Nucleotide sequence determination of bacteriophage T2 and T6 species I ribonucleic acids.

Abstract The nucleotide sequences of species I RNA coded for by bacteriophages T2 and T6 have been analyzed using 32-P-labeled material from T2 and T6-infected cultures of Escherichia coli. The T1 and pancreatic ribonuclease digestion products were partially analyzed and the results were compared with nucleotide sequences from T4 species I RNA to obtain a minimum estimate of the number of nucleotide sequence differences among the three species I RNAs. Analysis of fragments obtained by digestion with epsilon-carboxymethyl-lysine-41-pancreatic ribonuclease and with E. coli Q13 S30 crude extract was also performed to provide some additional confirmation for the nucleotide sequences that were derived for the T2 and T6 species I RNAs.

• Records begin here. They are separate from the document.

PR #2499, opened 2021-02-21
style: add eslint rules

### LINKED ISSUE #2497: Proposal: limit function definition style
There are too many function definition style in code. add eslint rule [func-style](https://eslint.org/docs/rules/func-style) to allow only some of them for code readability.

Trim21:
set func-style to `'expression', { 'allowArrowFunctions': true }` in TS.
Doesn't affect old js tyle, only ts files.

close #2497


.eslintrc.cjs
```diff
@@ -35,6 +35,20 @@ module.exports = {
...
+          'multiline': {
+            'delimiter': 'semi',
+            'requireLast': true,
+          },
+          'singleline': {
+            'delimiter': 'semi',
+            'requireLast': true,
+          },
+        }],
+        'object-shorthand': 'error',
```
quisquous, line 48: I'm kind of indifferent to this rule, but it looks like it's `--fix`able so, :+1:

.eslintrc.cjs
```diff
@@ -35,6 +35,20 @@ module.exports = {
...
+        '@typescript-eslint/method-signature-style': ['error', 'method'],
```
quisquous, line 49: Why `method` over `property`? It seems like you get better strict checking with `property` as per https://github.com/typescript-eslint/typescript-eslint/blob/master/packages/eslint-plugin/docs/rules/method-signature-style.md#enforces-using-a-particular-method-signature-syntax-method-signature-style

.eslintrc.cjs
```diff
@@ -35,6 +35,20 @@ module.exports = {
       'rules': {
         '@typescript-eslint/no-non-null-assertion': 2,
         '@typescript-eslint/no-explicit-any': 2,
+        '@typescript-eslint/member-delimiter-style': ['error', {
```
quisquous, line 38: :+1:

.eslintrc.cjs
```diff
@@ -35,6 +35,20 @@ module.exports = {
...
+            'requireLast': true,
+          },
+          'singleline': {
+            'delimiter': 'semi',
+            'requireLast': true,
+          },
+        }],
+        'object-shorthand': 'error',
+        '@typescript-eslint/method-signature-style': ['error', 'method'],
+        '@typescript-eslint/explicit-module-boundary-types': ['error'],
```
quisquous, line 50: This seems good, especially with `allowDirectConstAssertionInArrowFunctions: true` as a default.

Do you think `allowHigherOrderFunctions: false` is worth setting?

quisquous:
> set func-style to `'expression', { 'allowArrowFunctions': true }` in TS.
> Doesn't affect old js tyle, only ts files.
> 
> close #2497

...and also set like six other things :stuck_out_tongue:

.eslintrc.cjs
Trim21: "method" uniform the style with object-shorthand

.eslintrc.cjs
Trim21: > Do you think `allowHigherOrderFunctions: false` is worth setting?

Good idea.

.eslintrc.cjs
quisquous: I think `object-shorthand` makes sense for JavaScript, but using `method-signature-style: property` fixes type issues that could lead to bugs.  So, even if `object-shorthand` looks better, I think the stronger typing is better overall.  Maybe the compromise is to say `object-shorthand: ['error', 'consistent']` so that it could be used for objects that do not have methods? Alternatively, we could leave it unset?

Trim21: > I think the stronger typing is better overall.

In my understanding, Both style contains same type information.

```typescript
// method-signature-style: method
export interface Data {
  CanAddle(s: string): boolean;
}

// method-signature-style: property
export interface Data {
  CanAddle: (s: string) => boolean;
}
```

quisquous: As per https://github.com/typescript-eslint/typescript-eslint/blob/master/packages/eslint-plugin/docs/rules/method-signature-style.md#enforces-using-a-particular-method-signature-syntax-method-signature-style:
> A good practice is to use the TypeScript's strict option (which implies strictFunctionTypes) which enables correct typechecking for function properties only (method signatures get old behavior).
> 
> TypeScript FAQ:
> 
> A method and a function property of the same type behave differently. Methods are always bivariant in their argument, while function properties are contravariant in their argument under strictFunctionTypes.

I had to go read https://www.stephanboyer.com/post/132/what-are-covariance-and-contravariance to understand what covariance/contravariance/bivariance means.  I think the root of it is that it adds strictness when checking if two functions are type equivalent when the arguments to those functions are subtypes of each other.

T2 species I RNA was found to be different at three positions in the nucleotide sequence, and unlike T4 species I RNA, contained in addition the modified nucleotide, psi, in a region where the proposed secondary structure is identical to the TpsiC-loop of a tRNA. T6 species I RNA was found to contain nucleotide differences from the T4 species I RNA sequence at four positions. The U at position 119 in the sequence appears to be modified to psi only to a small extent. While a biological function for species I RNA is unknown, the fact that there is over 97% homology in the sequences suggests strong evolutionary pressures to retain the nucleotide sequence in the T-even genomes.